За ответом, впрочем, в карман не полезет и, судя по всему, к тому же независим; видно, что при мне, бывшем заключенном, он чувствует давящий дискомфорт, ведь он зарабатывает свой хлеб, демонстрируя место, где мы умирали. Поэтому в его быстром разрешении, что я могу пройти за колючую проволоку, помимо товарищеского расположения, присутствует и толика желания поскорее от меня избавиться. Наверняка это так. И я вовсе не в обиде на него, поскольку и в отношении самого себя знаю, что никак не смог бы рассказывать для группы посетителей, если бы меня слушал кто-нибудь из тех, кто был со мной в мире крематория. При каждом слове меня преследовал бы страх, как бы не скатиться до банальности. Да и вообще, как о смерти, так и о любви человек может разговаривать только с самим собой или же с любимым существом, с которым слился в единое целое. Ни смерть, ни любовь не переносят свидетелей.

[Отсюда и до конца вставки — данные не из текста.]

PR #1253, opened 2025-02-13
Fix multiple watchexec issues

### LINKED ISSUE #1213: Watch command does not exit when interrupt signal is sent
After executing the command `tectonic -X watch`, when I press Ctrl + C sending the interrupt signal, it seems like watchexec has received the signal successfully, but the program does not terminate. Upon testing, it seems that adding `action.quit_gracefully` or `action.quit` in
https://github.com/tectonic-typesetting/tectonic/blob/82484dbbfd698944c9d29cf6c0944c17e95d1e53/src/bin/tectonic/v2cli/commands/watch.rs#L138-L143
will do the job. But I'm not sure if it is considered a "hack", or perhaps it is an intended behaviour that the interrupt signal only stop the underlying jobs and not the actual tectonic program.

### LINKED ISSUE #1237: tectonic -X watch does not do anything
I am building tectonic from source@master (with the patch in #1213 applied). When I run `tectonic -X watch`, I get the following output 
```
note: "version 2" Tectonic command-line interface activated
```
... and that's it. It stays there forever. This happens on both Windows and Linux.

CraftSpider:
Make watchexec shutdown gracefully on ctrl-C, and make sure new jobs are started, not just existing ones.

Fixes #1213
Fixes #1237

### DIFF
--- a/src/bin/tectonic/v2cli/commands/watch.rs
+++ b/src/bin/tectonic/v2cli/commands/watch.rs
@@ -116,12 +116,17 @@ impl WatchCommand {
         let exec_handler = Watchexec::new_async(move |mut action| {
             let cmds = Arc::clone(&cmds);
             Box::new(async move {
+                // When we spawn a job it doesn't immediately become available. So we chain it
+                // with existing jobs.
+                let mut new_job = None;
+
                 if action.get_job(cmds[0].0).is_none() {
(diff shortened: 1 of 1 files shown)


CraftSpider:
I'm saying 3 lines regression isn't worth it - and it actually should be covered by the watch test it simply can't handle

PR #1257, opened 2025-02-15
Cache vcpkg build to improve CI speed

### LINKED ISSUE #1255: Cache CI vcpkg artifacts
Currently, our CI for vcpkg backends rebuilds vcpkg dependencies on every CI run. Azure Pipelines supports caching, as does vcpkg, so it would be nice if we could make use of that to shave 10-15 minutes off our slowest CI runners.

CraftSpider:
Cache is per-target, and will be invalidated by changes to Cargo.toml, so vcpkg metadata changes should invalidate it.

Fixes #1255


CraftSpider:
Confirmed, this *majorly* improves build times when set up correctly. Tomorrow I'll have to get Windows working.

Issue #935, opened 2022-09-23
Support attachfile Package


bradcarman:
If possible, it would be great if the "attachfile" package could be supported by Tectonic.

mnrvwl:
Hey @bradcarman, I've personally never worked with attached files on PDF before, could you provide a MWE and which PDF viewer you're using that supports them?

mnrvwl:
@bradcarman I got some time to check this with Adobe Acrobat DC

Tecctonic already includes the `attachfile` package in our last 2022 bundle.

When compiling with either `tectonic -p` or `XeTeX` we get:

```console
Package attachfile Warning: attachfile works _only_ with pdfLaTeX and LuaLaTeX
(attachfile)                and _only_ in PDF-generating mode. For this run,
(attachfile)                placeholders will be substituted for all
(attachfile)                attachfile commands.
```

It seems that XeTeX/Tectonic are missing the engine macros for `attachfile` to work, so it fails gracefully. I'm not sure if investigating which macros specifically is the package using but seems something suited for upstream so the package provides support for XeTeX/tectonic. Changing an engine may be harder than changing a package 💜

From `attachfile` documentation:

> _"attachfile requires either pdfLATEX version 0.14 or later or LuaLATEX. [...] While there are many other ways to produce pdf files from LATEX source, attachfile v1.9 supports only pdfLATEX and LuaLATEX."_

Seems this lack of support was a deliberate decision from the package author.

* * *

Looking for alternatives, there's the `embedfile` package, but that only supports pdfTEX/LuaTEX also.

Finally, there's the `attachfile2` package, which is less ancient than its v1 brother and has code that supports XeTeX.

MWE:

```latex
\documentclass{article}
  \usepackage{attachfile2}

\begin{document}
 \attachfile{Test.png}
\end{document}
```

Using it produces a file with an attachment, but when opening it with Acrobat DC the attachment name is an uncanny `˛ˇ` and it fails to open.
Since `attachfile2` used to work my guess is that its in the need of an update since last one was in 2019.

Do you know of other PDF readers that display attachments we could try?

9SMTM6:
Firefox works just fine for that purpose.

mnrvwl:
Thanks, yes I can reproduce the issue with Firefox. Using `attachfile` and `attachfile2` work with other LaTeX engines, but not with tectonic. I've checked and `shell-escape` is not needed for `attachfile2`.

[...]

PR #1261, opened 2025-02-22
Fix incomplete attached file problem

vlasakm:
Currently, we only have `ttstub_input_read` function, which corresponds to Rust's `read_exact`. This seems to work for most of xetex, but it's not semantically a replacement for buffered reading with `fread`, which is used in a dvipdfmx.

One of such places is reading a file to be included in a PDF file as attachment. This is done through dvipdfmx special like this:

    \special{pdf:fstream @SourceFile (example.txt)}

These reads are done in 1024 byte chunks, and if we read these chunks with read_exact, we are going to fail unless the file size is not exactly divisible by 1024.

Tectonic would report this as:

    warning: 1024-byte read failed
    caused by: failed to fill whole buffer

To fix this issue in a non-intrusive way, we introduce a new variant of reads - `ttstub_input_read_partial`, which follows Rust's `read` semantics, and not `read_exact`'s, and we use it for the dvipdfmx fstream reading.

Likely any place that calls `ttstub_input_read` in a loop is also a candidate for using `ttstub_input_read_partial`, and perhaps it would work better for others.

But there definitely are places in xetex that depend on the `read_exact` semantics. For example, when I naively just tried to make all reads into `ttstub_input_read_partial`, xetex failed pretty quickly on "undumping the format file", which has a few initial 4 byte reads, but then it tries to undump big string pool which was many kilobytes in size. Rust `read` however would only return 8196 minus couple of the the 4 bytes, which would fail a check on the TeX side which expects full read. AFAICT xetex uses `fread`, so this probably just comes down to buffering differences between `fread` and Rust's `Reader` / `BufReader`.

Relates to #935
Fixes #1260


vlasakm:
I provided more details in https://github.com/tectonic-typesetting/tectonic/discussions/1260#discussioncomment-12286253.

CraftSpider:
Thank you for the fix! At some point I'd like to get a fulldeps test suite set up for testing stuff with dependencies, but for now, do you think there's an easy way to write a test that covers this behavior without it?

vlasakm:
> At some point I'd like to get a fulldeps test suite set up for testing stuff with dependencies

Sorry, I am not familiar with Tectonic's tests at all. What does fulldeps mean?

> do you think there's an easy way to write a test that covers this behavior without it?

I assume you mean to test that `pdf:fstream` special gets emitted correctly. I posted LaTeX test case here: https://github.com/tectonic-typesetting/tectonic/discussions/1260#discussioncomment-12286253, I don't know exactly what our options are with regards to testing, but here is a minimal plain XeTeX test with no external dependencies:

```
\special{dvipdfmx:config C 0x40} % don't use object streams
\special{dvipdfmx:config z 0}    % don't use compression

\special{pdf:fstream @SourceFile (\jobname.tex)}
\special{pdf:ann width 10bp height 20bp
  <<
    /Type /Annot
    /Subtype /FileAttachment
    /FS <<
      /Type /Filespec
      /F (\jobname.tex)
      /EF << /F @SourceFile >>
    >>
    /Name /PushPin
    /C [0.8 0.2 0.2]
    /T (Source code of this document)
    /Subj (Source code of this document)
    /Contents (Source code of this document)
  >>
}

\bye
```

It's based on [dvipdfmx manual](https://texdoc.org/serve/dvipdfmx/0), and embeds the TeX source file as an attachment. Other options make the PDF "readable", so we could check that:

1. There are no warnings emitted.
2. That the embedded PDF stream for the source file has the expected length.

CraftSpider:
> Sorry, I am not familiar with Tectonic's tests at all. What does fulldeps mean?

Sorry, jargon borrowed from the Rust compiler. There, the 'fulldeps' are tests that need access to the 'full' compiler, including as an external dependency. Here, I'm using it to imply a project with access to the default bundle or `Tectonic.toml` usage, which would make writing some test cases much easier.

> \<snip> but here is a minimal plain XeTeX test with no external dependencies: \<snip>

Thanks, that's exactly what I meant! For now using external dependencies in tests is hard, so something that only relies on 
XeTeX is perfect. If you want, I can push such a test directly to this branch when I have a minute.

vlasakm:
> > Sorry, I am not familiar with Tectonic's tests at all. What does fulldeps mean?
> 
> Sorry, jargon borrowed from the Rust compiler. There, the 'fulldeps' are tests that need access to the 'full' compiler, including as an external dependency. Here, I'm using it to imply a project with access to the default bundle or `Tectonic.toml` usage, which would make writing some test cases much easier.

I see.

> If you want, I can push such a test directly to this branch when I have a minute.

Please do if you have a minute.

It would take me some time to figure out how to test this in Tectonic test suite, and to be honest, don't have much chances now. I promise this well serve as an example for me to write such test myself in the future.

CraftSpider:
Sorry for such a long delay - I got a bit stuck in the test suite myself, other stuff distracted me... Anyways, I pushed a test that I verified fails on master and passes now that tests this behavior.

CraftSpider:
Alright, neither of the failures are related to this PR, so I'll merge it and fix them in a bit

vlasakm:
@CraftSpider Thank you very much!

PR #1286, opened 2025-06-25
Use Input/Output IDs instead of passing pointers through C

CraftSpider:
This both reduces the chance of weird soundness issues in relation to pointer provenance, and prepares the way for #1138


CraftSpider:
@Mrmaxmeier sorry to ping you again, tectonic-on-arXiv isn't appearing. If it would be helpful, is there anything I can do myself to triage/fix this kind of thing?

Mrmaxmeier:
> @Mrmaxmeier sorry to ping you again, tectonic-on-arXiv isn't appearing. If it would be helpful, is there anything I can do myself to triage/fix this kind of thing?

No problem :slightly_smiling_face:  Results should come in in a bit.
The machine that this was running on was retired a bit ago, so I've moved it somewhere else now. Looks like I'll need to bump up the test timeouts though since the new server is much slower. In the mean time [it'll show a few "crashed" builds](https://tt.ente.ninja/#/summary/825e11b71f7382da7c7e1a871e1590cf0cc9d7a2).

CraftSpider:
Working to trace the change - there's a chance this actually fixed a real issue, or that it somehow broke a condition that it shouldn't have.

CraftSpider:
Clippy failure is testing the wrong commit. I'm going to merge this, and back it out if master sees issues.

PR #1290, opened 2025-07-02
Add fontconfig bridge

CraftSpider:
The bridge compiles for all platforms when it's a dependency - fontconfig is available on mac, and this make it testable on mac if desired, I'll see how CI goes. This instead makes the bridge dependency conditional on targeting mac or not.

Part of #1138

### DIFF
--- a/Cargo.lock
+++ b/Cargo.lock
@@ -2954,6 +2954,14 @@ dependencies = [
 ]
 
 [[package]]
+name = "tectonic_bridge_fontconfig"
+version = "0.0.0-dev.0"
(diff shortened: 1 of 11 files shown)


CraftSpider:
Two issues:
- Many cross tests don't have access to any font files
- Mac vcpkg isn't set to install fontconfig. Turns out it's automatically included in the pkgconfig setups.

For the second, I can exclude the crate on mac vcpkg targets easy enough. For the first, I'll see if it's easy to add some file that fontconfig can find, if not, then they may also need to be excluded.

PR #1291, opened 2025-07-06
Switch to using llvm-cov

CraftSpider:
`cargo kcov` has not recieved updates in years, and has increasingly many incompatibilities. Instead of adding more hacks, switch to a coverage tool that:
A) Is regularly updated
B) Is simpler to use
C) Provides more detailed coverage statistics
D) Halves the runtime of the coverage pipeline

### DIFF
--- a/codecov.yml
+++ b/codecov.yml
@@ -1,0 +1,79 @@
+comment:
+  layout: "condensed_header, condensed_files, diff, components, condensed_footer"
+component_management:
+  individual_components:
+    - component_id: tectonic
+      paths:
+        - "src/**"
+    - component_id: bridge_core
+      paths:
+        - "crates/bridge_core/**"
+    - component_id: bridge_flate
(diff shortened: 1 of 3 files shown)


CraftSpider:
Ouch. That number is more accurate, we simply weren't counting a lot of files before that we are now, and partials aren't considered part of the 'covered' percentage. So our coverage now looks a lot worse.

CraftSpider:
Considering excluding `pdf_io` and/or `xetex` C code - they're a lot of lines of code that is _mostly_ not ours, not really designed for testability, and just not particularly helpful to cover right now. The long-term goal would be to get them tested too, but most likely as part of the port-to-rust initiative

pkgw:
Thanks for tackling this @CraftSpider ! I think the switch is good even if the headline stat goes down; it's more about trying to push it in the right direction.

PR #1292, opened 2025-07-15
Improve coverage

CraftSpider:
Add codecov components, and run all tests


CraftSpider:
#1291 is going ahead, so no need for this

PR #281, opened 2019-08-15
[protoc] fixes: documentation and Dockerfile

DazWilkin:
Fixed a couple of issues with the `protoc` builder:

+ Corrected reference to user-defined substitutions
+ Added caveat wrt the builder failing to build with `protoc` release candidates
+ Removed incorrect static tag from images when built.


DazWilkin:
@googlebot I signed it!

sanastos:
Thanks for the fix!

PR #282, opened 2019-08-16
Swap ubuntu for alpine for terraform image build

mcrmonkey:
Reduces need for installation of additional packages to perform basic
tasks during build time.

Same image build process as packer. alpine pinned to 3.9.


leeonlee:
Hi, there was a recent merge that has some overlapping changes (using build_args to specify terraform version): https://github.com/GoogleCloudPlatform/cloud-builders-community/pull/279

Please resolve conflicts and I'll take a look, thanks!

mcrmonkey:
Conflicts, I believe, are now corrected...

I've also adjusted the `build-arg` options so that they aren't just comping out as `--build-arg 0.12.8` and instead are `--build-args TERRAFORM_VERSION=0.12.8`

terraform/Dockerfile
```diff
@@ -1,21 +1,17 @@
...
-    rm -rf /var/lib/apt/lists/*
+
+COPY terraform_${TERRAFORM_VERSION}_linux_amd64.zip terraform_${TERRAFORM_VERSION}_linux_amd64.zip
+RUN echo "${TERRAFORM_VERSION_SHA256SUM}  terraform_${TERRAFORM_VERSION}_linux_amd64.zip" > checksum && sha256sum -c checksum
+RUN unzip terraform_${TERRAFORM_VERSION}_linux_amd64.zip
+
+
+FROM gcr.io/cloud-builders/gcloud
 
 ENV PATH=/builder/terraform/:$PATH
```
leeonlee: Now that we're copying `terraform` to `/usr/bin/terraform`, this line is unneeded. I have no strong opinions on `/builder/terraform` vs `/usr/bin/terraform`.

terraform/cloudbuild.yaml
```diff
@@ -4,16 +4,18 @@ substitutions:
...
+  args: ["https://releases.hashicorp.com/terraform/${_TERRAFORM_VERSION}/terraform_${_TERRAFORM_VERSION}_linux_amd64.zip"]
 - name: 'gcr.io/cloud-builders/docker'
   env:
   - 'TERRAFORM_VERSION=${_TERRAFORM_VERSION}'
   - 'TERRAFORM_VERSION_SHA256SUM=${_TERRAFORM_VERSION_SHA256SUM}'
   args:
   - build
   - --build-arg
-  - TERRAFORM_VERSION
+  - TERRAFORM_VERSION=${_TERRAFORM_VERSION}
```
leeonlee: > I've also adjusted the `build-arg` options so that they aren't just comping out as `--build-arg 0.12.8` and instead are `--build-args TERRAFORM_VERSION=0.12.8`

I'm under the impression that the build-arg was not incorrect but I have no strong opinion here either: 

"You may also use the --build-arg flag without a value, in which case the value from the local environment will be propagated into the Docker container being built" [link](https://docs.docker.com/engine/reference/commandline/build/#set-build-time-variables---build-arg)

terraform/Dockerfile
mcrmonkey: I've removed the `ENV` line but looks like the `RUN` and `FROM` lines are highlighted here :thinking:

leeonlee: Yeah, the editor grabbed an extra couple of lines 🤷‍♀️

leeonlee:
Thanks for the contribution!

PR #290, opened 2019-09-03
Support regex match for branch name

aniketawati:
Certain build/test steps would need to be scoped on a branch pattern or multiple branches. So supporting regex in branch name would help configure steps easily. 
For example, if you want create release builds only on master and dev branches, and configure debug builds for feature branches, regex branch pattern would help.

`- args: ['for_branch', '(master|dev)',...]`
`- args: ['for_branch', '(master|dev|feature\/.*)',...]`

### DIFF
--- a/android/README.md
+++ b/android/README.md
@@ -15,9 +15,20 @@ export BUILD_NUM=123
 
 ## Run Only On Specific Branch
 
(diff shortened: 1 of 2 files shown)


aniketawati:
@googlebot I signed it!

sanastos:
This looks good, but would you mind updating the documentation to reflect that this takes a regex now?

Just a quick note [here](https://github.com/GoogleCloudPlatform/cloud-builders-community/tree/master/android#run-only-on-specific-branch) would be sufficient.

sanastos:
Thanks for your contribution!

PR #293, opened 2019-09-07
Adapting to Helm v3

markmssd:
Helm is now hosted there, https://helm.sh/blog/get-helm-sh/

~Since it's the case since v2.0.0-alpha.5, it is not a breaking change :)~

I guess since Helm v2 also had `tiller` and its folder was also being stripped... that won't work anymore.... maybe it'd be wise to only merge this once v3 is out of beta?

### DIFF
--- a/helm/Dockerfile
+++ b/helm/Dockerfile
@@ -1,6 +1,6 @@
 FROM gcr.io/cloud-builders/gcloud
 
-ARG HELM_VERSION=v2.14.0
+ARG HELM_VERSION=v2.14.3
 
 COPY helm.bash /builder/helm.bash
 
--- a/helm/Dockerfile
+++ b/helm/Dockerfile
@@ -1,6 +1,6 @@
 FROM gcr.io/cloud-builders/gcloud
 
-ARG HELM_VERSION=v3.0.0-beta.3
+ARG HELM_VERSION=v2.14.0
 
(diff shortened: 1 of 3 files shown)


rimusz:
it would make more sense to keep helm v2, as helm v3 is only beta, but having both binaries it will allow to test releases with helm v3 as well

markmssd:
@rimusz I've reverted to Helm v2.

If I can find a way to strip `linux-amd64/tiller` only if it exists, that'd be good to merge... would you have suggestions?

rimusz:
tiller setup is fine there, just please use the latest helm v2 14.3

sanastos:
After update to 14.3 per @rimusz request I will merge, thanks!

markmssd:
That’s already done. However I still need to make more adjustments, e.g. to not call “helm init —client-only” when using v3, because that command is dropped.

It will do those changes soon

markmssd:
Changes done! Sorry for this long time.

I've modified `helm.bash` so it runs `helm init --client-only` only if using Helm v2. This command doesn't exist in Helm v3.

Let me know if there's anything missing to have it merged!

markmssd:
@googlebot I fixed it.

sanastos:
Looks good, thanks for your contribution!

PR #294, opened 2019-09-07
Add Zola as build command

shuluster:
I want to use static site generator [Zola](https://www.getzola.org/), similar to Hugo. They are so similar that I mostly copied from the [cloud builder for Hugo](https://github.com/GoogleCloudPlatform/cloud-builders-community/tree/master/hugo).


shuluster:
@googlebot I signed it!

sanastos:
Looks good, thanks for your contribution!

PR #295, opened 2019-09-09
bump Skaffold version to v0.37.1

balopat:
Context:https://github.com/GoogleContainerTools/skaffold/issues/2837


sanastos:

И когда он ведет экскурсию для безмолвствующей группы, в действительности он вслух разговаривает со своими воспоминаниями, его монолог является лишь высвобождением внутренних образов, и не факт, что эти многочисленные откровения приносят ему удовлетворение и немного умиротворения. Было бы ближе к правде, если бы я сказал, что после ряда таких откровений он ощущает в душе большую внутреннюю раздвоенность и беспокойство, да, наверняка, и обделенность. Поэтому я благодарен ему за то, что иду в одиночестве по безгласному миру; и это удовлетворение - как бы удовлетворенность от сознания преимущества, особой привилегии, отдающей дань моей принадлежности касте отверженных, и одновременно эта обособленность является также продолжением давней обособленности и давнего безмолвия. Поскольку, несмотря на множество людей и стадную жизнь, здесь каждый был лицом к лицу лишь со своим внутренним одиночеством и безмолвным мраком.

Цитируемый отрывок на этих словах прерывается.